We recognize the need for caution in proposing new names for American beavers, because the transplanting of these animals from one watershed to another may have permitted the animals of a given area to change genetically, say, through hybridization, and may also have altered the geographic distribution of the several kinds. The officials of the Utah State Fish and Game Commission have assured us that such transplants have not occurred in the areas where these three new kinds are found, and further that nowhere in the state have transplants been made from one major drainage system to another; such transplants as have been made were only within the same major drainage system.

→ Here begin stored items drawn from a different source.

PR #341, opened 2021-04-22
Compute changed keys in pull and mutate

arv:
Return the changed keys in mutation commits and maybe end pull.

Towards https://github.com/rocicorp/replicache/issues/63

### DIFF
--- a/src/db/read.rs
+++ b/src/db/read.rs
@@ -1,11 +1,9 @@
-use super::{
-    commit::{Commit, FromHashError},
-    index,
-};
+use super::commit::{Commit, FromHashError};
+use super::index;
 use crate::dag;
 use crate::prolly;
 use std::collections::hash_map::HashMap;
-use std::{convert::TryInto, string::FromUtf8Error};
+use std::convert::TryInto;
 
 #[derive(Debug)]
 pub enum Whence {
@@ -138,7 +136,6 @@ impl<'a> Read<'a> {
 #[derive(Debug)]
 pub enum ScanError {
     GetMapError(index::GetMapError),
-    InvalidUtf8(FromUtf8Error),
     ScanOptionsError(super::scan::ScanOptionsError),
     UnknownIndexName(String),
 }
--- a/src/db/read.rs
+++ b/src/db/read.rs
@@ -179,7 +179,7 @@ mod tests {
         )
         .await
         .unwrap();
-        w.commit(db::DEFAULT_HEAD_NAME, false).await.unwrap();
+        w.commit(db::DEFAULT_HEAD_NAME).await.unwrap();
 
         let dr = ds.read(LogContext::new()).await.unwrap();
         let r = OwnedRead::from_whence(Whence::Head(str!(db::DEFAULT_HEAD_NAME)), dr)
--- a/src/db/read.rs
+++ b/src/db/read.rs
@@ -1,9 +1,17 @@
-use super::commit::{Commit, FromHashError};
-use super::index;
+use async_std::sync::RwLock;
+
+use super::ScanOptions;
+use super::{
+    commit::{Commit, FromHashError},
+    index,
+};
 use crate::dag;
 use crate::prolly;
-use std::collections::hash_map::HashMap;
-use std::convert::TryInto;
+use std::{
+    collections::{hash_map::HashMap, BTreeSet},
+    sync::Arc,
+};
+use std::{convert::TryInto, string::FromUtf8Error};
 
 #[derive(Debug)]
 pub enum Whence {
@@ -12,10 +20,62 @@ pub enum Whence {
     Hash(String),
 }
 
+pub enum SubscriptionInnerError {
+    InvalidUtf8(std::string::FromUtf8Error),
+}
+
+pub struct SubscriptionInner {
+    key_set: BTreeSet<Vec<u8>>,
+    scans: Vec<ScanOptions>,
+}
+
+impl SubscriptionInner {
+    pub fn new() -> Self {
+        SubscriptionInner {
+            key_set: BTreeSet::new(),
+            scans: Vec::new(),
+        }
+    }
+
+    pub fn record_get(&mut self, key: Vec<u8>) {
+        self.key_set.insert(key);
+    }
+
+    pub fn record_has(&mut self, key: Vec<u8>) {
+        self.key_set.insert(key);
+    }
+
+    pub fn record_scan(&mut self, scan_options: ScanOptions) {
+        self.scans.push(scan_options);
+    }
+
+    // TODO(arv): Just make the error String::FromUtf8Error
+    pub fn touched_keys(&self) -> Result<Vec<String>, SubscriptionInnerError> {
+        // TODO: Consider draining the vec. We might not need this data more
+        // than once depending on usage.
+        use SubscriptionInnerError::*;
+
+        self.key_set
+            .iter()
+            .map(|b| String::from_utf8(b.to_vec()))
+            .collect::<Result<Vec<_>, _>>()
+            .map_err(InvalidUtf8)
+    }
+
+    pub fn touched_scans(&self) -> Vec<ScanOptions> {
+        // TODO: Consider draining the vec. We might not need this data more
+        // than once depending on usage.
+        self.scans.clone()
+    }
+}
+
+pub type Subscription = Arc<RwLock<SubscriptionInner>>;
+
 pub struct OwnedRead<'a> {
     dag_read: dag::OwnedRead<'a>,
     map: prolly::Map,
     indexes: HashMap<String, index::Index>,
+    pub subscription: Option<Subscription>,
 }
 
 #[derive(Debug)]
@@ -30,6 +90,7 @@ impl<'a> OwnedRead<'a> {
     pub async fn from_whence(
         whence: Whence,
         dag_read: dag::OwnedRead<'a>,
+        subscription: Option<Subscription>,
     ) -> Result<OwnedRead<'a>, ReadCommitError> {
         let (_, basis, map) = read_commit(whence, &dag_read.read()).await?;
         let indexes = read_indexes(&basis);
@@ -37,11 +98,17 @@ impl<'a> OwnedRead<'a> {
             dag_read,
             map,
             indexes,
+            subscription: subscription.clone(),
         })
     }
 
     pub fn as_read(&'a self) -> Read<'a> {
-        Read::new(self.dag_read.read(), &self.map, &self.indexes)
+        Read::new(
+            self.dag_read.read(),
+            &self.map,
+            &self.indexes,
+            self.subscription.clone(),
+        )
     }
 }
 
@@ -85,6 +152,7 @@ pub struct Read<'a> {
     dag_read: dag::Read<'a>,
     map: &'a prolly::Map,
     indexes: &'a HashMap<String, index::Index>,
+    subscription: Option<Subscription>,
 }
 
 impl<'a> Read<'a> {
@@ -92,19 +160,29 @@ impl<'a> Read<'a> {
         dag_read: dag::Read<'a>,
         map: &'a prolly::Map,
         indexes: &'a HashMap<String, index::Index>,
+        subscription: Option<Subscription>,
     ) -> Read<'a> {
         Read {
             dag_read,
             map,
             indexes,
+            subscription,
         }
     }
 
-    pub fn has(&self, key: &[u8]) -> bool {
+    pub async fn has(&self, key: &[u8]) -> bool {
+        if let Some(sub) = self.subscription.clone() {
+            let mut subscription = sub.write().await;
+            subscription.record_has(key.to_vec());
+        }
         self.map.has(key)
     }
 
-    pub fn get(&self, key: &[u8]) -> Option<&[u8]> {
+    pub async fn get(&self, key: &[u8]) -> Option<&[u8]> {
+        if let Some(sub) = self.subscription.clone() {
+            let mut subscription = sub.write().await;
+            subscription.record_get(key.to_vec());
+        }
         self.map.get(key)
     }
 
@@ -114,6 +192,11 @@ impl<'a> Read<'a> {
         callback: impl Fn(super::scan::ScanResult<'_>),
     ) -> Result<(), ScanError> {
         use ScanError::*;
+
+        if let Some(subscription) = self.subscription.clone() {
+            let mut subscription = subscription.write().await;
+            subscription.record_scan(opts.clone());
+        }
 
         let opts_internal: super::scan::ScanOptionsInternal =
             opts.try_into().map_err(ScanError::ScanOptionsError)?;
@@ -133,9 +216,18 @@ impl<'a> Read<'a> {
     }
 }
 
+impl From<SubscriptionInnerError> for ScanError {
+    fn from(e: SubscriptionInnerError) -> Self {
+        match e {
+            SubscriptionInnerError::InvalidUtf8(e) => ScanError::InvalidUtf8(e),
+        }
+    }
+}
+
 #[derive(Debug)]
 pub enum ScanError {
     GetMapError(index::GetMapError),
+    InvalidUtf8(FromUtf8Error),
     ScanOptionsError(super::scan::ScanOptionsError),
     UnknownIndexName(String),
 }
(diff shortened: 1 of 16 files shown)


src/embed/connection.rs
```diff
@@ -309,12 +315,23 @@ async fn do_open_transaction<'a, 'b>(
 ) -> Result<OpenTransactionResponse, OpenTransactionError> {
     use OpenTransactionError::*;
 
+    // We create a Subscription object to keep track of what keys and scans were
+    // read in this subscribe-query transaction.
+    let subscription = if req.is_subscription {
+        let inner = SubscriptionInner::new();
```
arv, line 321: @phritz Turns out that I didn't need the global map. JS needs to maintain the subscription. The transaction owns the Subscription instance and it goes away when the transaction goes away.

src/db/read.rs
```diff
@@ -12,10 +20,62 @@ pub enum Whence {
     Hash(String),
 }
 
+pub enum SubscriptionInnerError {
```
arv, line 23: Better name and better file structure suggestions wanted

arv (commented):
I think this needs a few rounds of polish review but I think it is ready to start looking at

src/prolly/map.rs
```diff
@@ -116,6 +125,75 @@ impl Map {
...
+                        keys.push(String::from_utf8(key.clone())?);
+                    }
+                }
+            }
+        }
+        Ok(keys)
+    }
+
+    /// Returns the keys that are different between two maps.
+    pub fn diff<'a>(a: &'a Self, b: &'a Self) -> Result<Vec<String>, FromUtf8Error> {
```
arv, line 155: One optimization I didn't do is to create key ranges of this... we can do that later.

aboodman:
🎉

One question right off:

> We now return the touched keys in subscribe queries.

It seems like the JS would already have the information it needs here? It know what keys are being requested and the scan parameters.

arv:
> It seems like the JS would already have the information it needs here? It know what keys are being requested and the scan parameters.

That is true. My reason for moving this to Rust was code reuse in future non JS SDK but maybe that was a bad call? At one point I even wanted to keep track of the subscriptions in Rust but due to multiple tabs I moved the storage up to js.

aboodman:
On Thu, Apr 22, 2021 at 11:12 AM Erik Arvidsson ***@***.***>
wrote:

> It seems like the JS would already have the information it needs here? It
> know what keys are being requested and the scan parameters.
>
> That is true. My reason for moving this to Rust was code reuse in future
> non JS SDK but maybe that was a bad call? At one point I even wanted to
> keep track of the subscriptions in Rust but due to multiple tabs I moved
> the storage up to js.
>
It's up to you. If you find it easy enough to work in Rust, I don't care. I
just don't want hypothetical desire to work on other platforms in the
future to slow us down at all now. If you find yourself fighting with rust,
and it's easy to move it out to JS, do it.

arv:
> It's up to you. If you find it easy enough to work in Rust, I don't care. I
just don't want hypothetical desire to work on other platforms in the
future to slow us down at all now. If you find yourself fighting with rust,
and it's easy to move it out to JS, do it.

Doing it in JS to see how much complexity it removes.

src/embed/connection.rs
arv: After @aboodman hint I moved the whole subscription tracking to JS

src/db/write.rs
```diff
@@ -338,15 +344,39 @@ impl<'a> Write<'a> {
 
     // Return value is the hash of the new commit.
     #[allow(clippy::too_many_arguments)]
-    pub async fn commit(mut self, head_name: &str) -> Result<String, CommitError> {
+    pub async fn commit(
+        mut self,
+        head_name: &str,
+        generate_diffs: bool,
```
aboodman, line 350: I think we should use the name `ChangedKeySet` or `ChangeSet` or something similar to avoid confusion with the term `diff` which we already use elsewhere to mean something different.

src/db/write.rs
```diff
@@ -338,15 +344,39 @@ impl<'a> Write<'a> {
...
+    ) -> Result<(String, BTreeMap<String, Vec<String>>), CommitError> {
```
aboodman, line 351: Instead of `BTreeMap<...>` for the changes, why not define a named type somewhere. That would give an opp to document the meaning of the key and the value (is it index name and changed keys?)

aboodman, line 351: OOC, why BTreeMap vs HashMap?

src/embed/connection.rs
```diff
@@ -110,7 +115,7 @@ pub async fn process(store: dag::Store, rx: Receiver<Request>, client_id: String
     let mut recv = true;
 
     futures.push(Box::pin(connection_future(
-        &rx,
+        &receiver,
```
aboodman, line 118: You and your long names :).

src/embed/types.rs
```diff
@@ -46,13 +47,16 @@ pub struct OpenTransactionResponse {
...
+    #[serde(rename = "generateDiffs")]
+    pub generate_diffs: bool,
 }
 
 #[derive(Debug, Deserialize, Serialize)]
 pub struct CommitTransactionResponse {
     // Note: the field is named "ref" in go but "ref" is a reserved word in rust.
     #[serde(rename = "ref")]
     pub hash: String,
+    pub diffs: BTreeMap<String, Vec<String>>,
```
aboodman, line 59: Can you ensure this isn't significantly increasing the size of the js generated to serialize? I think it might be the first occurrence of BTreeMap going over this boundary.

src/prolly/map.rs
```diff
@@ -537,4 +616,100 @@ mod tests {
         )
         .await;
     }
+
+    macro_rules! map(
```
aboodman, line 620: I think it would be more clear to name this macro `prolly_map` since we have another macro we use in tests which is `hash_map!`.

src/sync/pull.rs
```diff
@@ -221,9 +226,15 @@ pub async fn maybe_end_try_pull(
         .await
         .map_err(GetMainHeadError)?
         .ok_or(MissingMainHead)?;
+
     let main_snapshot = Commit::base_snapshot(&main_head_hash, &dag_read)
         .await
         .map_err(NoBaseSnapshot)?;
+
+    let old_main_head_map = prolly::Map::load(main_snapshot.value_hash(), &dag_read)
```
aboodman, line 234: Delay loading this until `pending.is_empty()`? It's not needed in the case we are replaying.

src/sync/pull.rs
```diff
@@ -301,9 +319,16 @@ pub async fn maybe_end_try_pull(
             main_snapshot.value_hash()
         );
     }
+    let main_diff = diff.map_err(InvalidUtf8)?;
+    let mut diffs = BTreeMap::new();
```
aboodman, line 323: What about the index diffs? We need those too.

Seems like the code for computing the set of index diffs should be pulled out so it can be used by both CommitTransaction and Pull.

src/prolly/map.rs
```diff
@@ -116,6 +125,75 @@ impl Map {
...
+
+    // Returns the diff between the pending entries and the already flushed entries.
+    pub fn pending_diff(&self) -> Result<Vec<String>, FromUtf8Error> {
+        let mut keys = Vec::with_capacity(self.pending.len());
+        for (key, pending_val) in self.pending.iter() {
+            match pending_val {
+                Some(pending_val) => match self.base_get(key) {
+                    Some(base_val) => {
+                        if pending_val != base_val {
+                            keys.push(String::from_utf8(key.clone())?);
```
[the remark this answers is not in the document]
arv: Needs to be copied later so I copied it earlier since it made the code simpler. I can think a bit more about this to see if it makes sense to go `[u8]` all the way to JS

src/prolly/map.rs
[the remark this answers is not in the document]
arv: Yes, should be changed keys here and other places

src/db/read.rs
```diff
@@ -12,10 +20,62 @@ pub enum Whence {
...
+    }
+
+    pub fn touched_scans(&self) -> Vec<ScanOptions> {
+        // TODO: Consider draining the vec. We might not need this data more
+        // than once depending on usage.
+        self.scans.clone()
+    }
+}
+
+pub type Subscription = Arc<RwLock<SubscriptionInner>>;
```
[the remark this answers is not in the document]
arv: In theory we do not need locks because JS and Wasm is single threaded but I don't think Rust would allow that.

The following case needs "concurrent" access.

```ts
rep.subscribe(tx => 
  Promise.all([tx.get('a'), tx.get('b')])
);
```

I do not see how this could deadlock but it is always a good thing to keep in mind.

src/db/read.rs
```diff
@@ -12,10 +20,62 @@ pub enum Whence {
...
+
+pub struct SubscriptionInner {
+    key_set: BTreeSet<Vec<u8>>,
+    scans: Vec<ScanOptions>,
+}
+
+impl SubscriptionInner {
+    pub fn new() -> Self {
+        SubscriptionInner {
+            key_set: BTreeSet::new(),
```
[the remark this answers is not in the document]
arv: I don't think it is really needed. When I started I thought I could use linear traversal in a few places.

src/db/read.rs
```diff
@@ -12,10 +20,62 @@ pub enum Whence {
     Hash(String),
 }
 
+pub enum SubscriptionInnerError {
+    InvalidUtf8(std::string::FromUtf8Error),
+}
+
+pub struct SubscriptionInner {
+    key_set: BTreeSet<Vec<u8>>,
```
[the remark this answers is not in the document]
arv: or watched_keys

src/db/read.rs
```diff
@@ -12,10 +20,62 @@ pub enum Whence {
...
+    scans: Vec<ScanOptions>,
```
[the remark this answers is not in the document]
arv: Thanks. I had a custom struct for a while but it ended up being mostly the same in the end

src/db/read.rs
```diff
@@ -12,10 +20,62 @@ pub enum Whence {
...
+            key_set: BTreeSet::new(),
+            scans: Vec::new(),
+        }
+    }
+
+    pub fn record_get(&mut self, key: Vec<u8>) {
+        self.key_set.insert(key);
+    }
+
+    pub fn record_has(&mut self, key: Vec<u8>) {
```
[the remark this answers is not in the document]
arv: Sure. It was mostly for self documenting code.

src/db/read.rs
```diff
@@ -12,10 +20,62 @@ pub enum Whence {
...
+        self.key_set.insert(key);
+    }
+
+    pub fn record_scan(&mut self, scan_options: ScanOptions) {
+        self.scans.push(scan_options);
+    }
+
+    // TODO(arv): Just make the error String::FromUtf8Error
```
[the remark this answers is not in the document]
arv: I think I'll try to keep all of these as `Vec<u8>` or `&[u8]` in a followup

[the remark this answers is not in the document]
arv: The comment was that it was silly to wrap a single error in a new error struct.

src/db/read.rs
```diff
@@ -12,10 +20,62 @@ pub enum Whence {
...
+    }
+}
+
+pub type Subscription = Arc<RwLock<SubscriptionInner>>;
+
 pub struct OwnedRead<'a> {
     dag_read: dag::OwnedRead<'a>,
     map: prolly::Map,
     indexes: HashMap<String, index::Index>,
+    pub subscription: Option<Subscription>,
```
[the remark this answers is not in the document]
arv: +1

src/db/read.rs
```diff
@@ -1,9 +1,11 @@
-use super::commit::{Commit, FromHashError};
-use super::index;
+use super::{
```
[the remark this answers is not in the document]
arv: Strange. I don't see a yellow squiggly

src/db/read.rs
```diff
@@ -136,6 +138,7 @@ impl<'a> Read<'a> {
 #[derive(Debug)]
 pub enum ScanError {
     GetMapError(index::GetMapError),
+    InvalidUtf8(FromUtf8Error),
```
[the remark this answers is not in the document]
arv: I'll check

src/db/write.rs
arv: I agree.

src/db/write.rs
arv: +1

src/embed/connection.rs
arv: I found the var `tx` too confusing given that we use that all over for transaction.

aboodman: +1.

src/embed/types.rs
arv: It is the first, I would also be fine going through a `Vec<(String, String)>`. 

Let me try to figure out how it affects size.

src/prolly/map.rs
arv: +1

src/sync/pull.rs
arv: Will look into it.

src/sync/pull.rs
arv: oops

arv: We do not seem to update the index at all in this code path? Maybe it is done somewhere else?

arv: Figured out what is going on. We update the index when applying the patch and then again when we replay the mutations. I will have to load the indexes from before the patch and the indexes from after all the replays and diff all of them.

src/db/write.rs
arv: ChangedKeysMap

src/sync/pull.rs
aboodman: Yeah the indexes must be recomputed to match the state before each replay begins (when the mutation runs, it must see the indexes in the correct state to correspond to that cache state).

> I will have to load the indexes from before the patch and the indexes from after all the replays and diff all of them.

Yep!

src/db/write.rs
arv: I thought I answered this already. I thought that I might take advantage of ordered sets/vectors at some point. Never did that. Switching to HashMap for now.

src/sync/pull.rs
```diff
@@ -1203,6 +1297,7 @@ mod tests {
                 intervening_sync: false,
                 exp_replay_ids: vec![],
                 exp_err: None,
+                exp_changed_keys: ChangedKeysMap::new(),
```
arv, line 1300: @phritz It seems like this test are all about nop mutations and pulls? I was looking for a rust/wasm test that does pull with changes but I guess we didn't need to test this before?

src/embed/types.rs
arv:
```
With Map:
replicache_client_bg.wasm: 773140
replicache_client_bg.wasm.br: 209530

With Entries:
replicache_client_bg.wasm: 774323
replicache_client_bg.wasm.br: 209972

Diff 
replicache_client_bg.wasm: 1183
replicache_client_bg.wasm.br: 442
```

Using a `HashMap<String, Vec<String>>` is more efficient than `Vec<(String, Vec<String>)>`

src/sync/pull.rs
```diff
@@ -1343,4 +1459,175 @@ mod tests {
             };
         }
     }
+
+    #[async_std::test]
+    async fn test_changed_keys() {
```
arv, line 1464: @phritz I cannot figure out how to write this test.

I want to have the snapshot contain a non empty map and an index. Then I want to run begin and end pull with a patch that would update the index. Then I want to check the diff.

Maybe the test is fine and the implementation is wrong? I just can't figure this out and I have spent way too much time on this test already.

Please help

src/prolly/map.rs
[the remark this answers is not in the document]
arv: Going to do this in another PR

arv (commented):
Ready for realz. PTAL

src/db/read.rs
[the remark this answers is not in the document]
phritz: At least some of the proliferation of locks in the rust code is due to rust not allowing inner mutability without them. Where in another language we wouldn't bother putting a lock around a thing that we know is not going to be accessed concurrently, rust makes us.

src/sync/pull.rs
```diff
@@ -1343,4 +1453,223 @@ mod tests {
...
+                sync_head: pull_result.sync_head.clone(),
+            };
+            let result = maybe_end_try_pull(&store, LogContext::new(), req)
+                .await
+                .unwrap();
+
+            assert_eq!(result.changed_keys, expected_changed_keys_map,);
+        }
+
+        test(
```
phritz, line 1549: Think we should also have a test with Operation::Clear to be safe.

src/sync/types.rs
```diff
@@ -30,6 +32,8 @@ pub struct MaybeEndTryPullResponse {
     pub replay_mutations: Vec<ReplayMutation>,
     #[serde(rename = "syncHead")]
     pub sync_head: String,
+    #[serde(rename = "changedKeys")]
+    pub changed_keys: ChangedKeysMap,
```
phritz, line 36: Maybe say here that changed_keys will only be filled if A) the caller requested it and B) on the last MaybeEndTryPull call, when there are no more to replay.

phritz (commented):
I gave this a careful reading and it looks great! Only a couple minor comments.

The capitalized color terms used in this paper are after Ridgway, Color Standards and Color Nomenclature, Washington, D. C., 1912. All measurements are in millimeters. We are indebted to the officials of the United States National Museum for the loan of comparative materials.

Castor canadensis pallidus new subspecies

Type.—Female, adult, skin and skull, number 719, Museum of Zoölogy, University of Utah; Lynn Canyon, 7,500 ft., Boxelder County, Utah; September 7, 1932; collected by W. W. Newby.

Range.—Known only from the Raft River Mountains.

Diagnosis.—Size small; tail and hind foot short (see measurements). Color (type): Pale, upper parts uniformly Ochraceous-Buff; underfur Snuff Brown; underparts uniformly Light Buff, grading to Light Ochraceous-Buff at base of tail; underfur Light Drab; front and hind feet Light Ochraceous-Buff. Skull: Rostrum short; nasals broad (breadth averaging 54 per cent of length), constricted posteriorly and barely projecting posteriorly beyond premaxillae; zygomatic arches robust, but not widely spreading (zygomatic breadth 77 per cent of basilar length); mastoid breadth 73 per cent of zygomatic breadth; anterolateral margin of orbit narrow (6.2); occipital condyles visible from dorsal view; condylobasal length greater than occipitonasal length; upper incisors narrow (Orange Chrome in color); coronoid processes high and wide; cheek teeth narrow.